(Material provided)

Issue #1588, opened 2017-09-13
Add BUILD_URL metadata


gregarcara:
# Feature Request

Hi, it would be great if along with the current metadata made available in PUT and GET there was also a BUILD_URL environment variable that would have the URL that is for the current build. All the pieces are there now to build the URL but it would be a great for notification resources.

PR #9187, opened 2025-04-17
Add BUILD_URL in StepMetadata.Env()

analytically:
This commit:
- Adds a BUILD_URL env parameter to step metadata
- Adds proper handling for one-off jobs with a different URL pattern

Was also requested here: https://github.com/concourse/concourse/issues/1588

### DIFF
--- a/atc/exec/step_metadata.go
+++ b/atc/exec/step_metadata.go
@@ -61,6 +61,33 @@ func (metadata StepMetadata) Env() []string {
 
 	if metadata.ExternalURL != "" {
 		env = append(env, "ATC_EXTERNAL_URL="+metadata.ExternalURL)
+
+		if metadata.TeamName != "" && metadata.BuildID != 0 {
+			var buildURL string
+
+			if metadata.PipelineName != "" && metadata.JobName != "" && metadata.BuildName != "" {
+				// Regular job build URL
+				detailedURL := fmt.Sprintf("%s/teams/%s/pipelines/%s/jobs/%s/builds/%s",
+					metadata.ExternalURL,
+					metadata.TeamName,
+					metadata.PipelineName,
+					metadata.JobName,
+					metadata.BuildName)
+
+				// Check if URL exceeds 255 characters
+				if len(detailedURL) > 255 {
+					// Use short format instead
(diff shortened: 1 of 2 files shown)


analytically:
Also discussed at length here: https://github.com/concourse/concourse/pull/2747

kcbimonte:
So, we developed a resource internally that allows for Concourse to "run" external pipelines and report them as such to GitLab. GitLab has a limit of 255 characters for Target URLs ([Commit Status API](https://docs.gitlab.com/api/commits/#set-the-pipeline-status-of-a-commit)), so we instead went with using the Build ID path style instead (e.g. https://ci.concourse-ci.org/builds/411969621).

Since certain tools have path length limitations on where we'd realistically use this BUILD_URL variable, does it make more sense to instead just compose the BUILD_URL based off the `$ATC_EXTERNAL_URL/builds/$BUILD_ID` so that we can stay within the sensible path limits while also providing a ready-made URL?

analytically:
@kcbimonte I've added a test for > 255 char length limit and used the shorter version when that's the case

atc/exec/step_metadata.go
```diff
@@ -61,6 +61,33 @@ func (metadata StepMetadata) Env() []string {
...
+					metadata.JobName,
+					metadata.BuildName)
+
+				// Check if URL exceeds 255 characters
+				if len(detailedURL) > 255 {
+					// Use short format instead
+					buildURL = fmt.Sprintf("%s/builds/%d", metadata.ExternalURL, metadata.BuildID)
+				} else {
+					buildURL = detailedURL
+				}
```
taylorsilva, line 83: I don't like how character length determines whether you get a long or short URL. What if you always want the long or short URL? You have no guaranteed way to get either now.

I'd prefer going back to what #2747 was doing, setting a `BUILD_URL` and `BUILD_URL_SHORT`.

taylorsilva (changes requested):
Would be nice to add an acceptance level test as well: https://github.com/concourse/concourse/pull/2747#issuecomment-439919525

atc/exec/step_metadata.go
analytically: Happy to add BUILD_URL_SHORT but I disagree about length determining the URL, personally I think this is a valid workaround to support the second largest Git site out of the box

(What needs to be done) Copy out each line of the data that holds the string "Adds".

(Exercise solution)
- Adds a BUILD_URL env parameter to step metadata
- Adds proper handling for one-off jobs with a different URL pattern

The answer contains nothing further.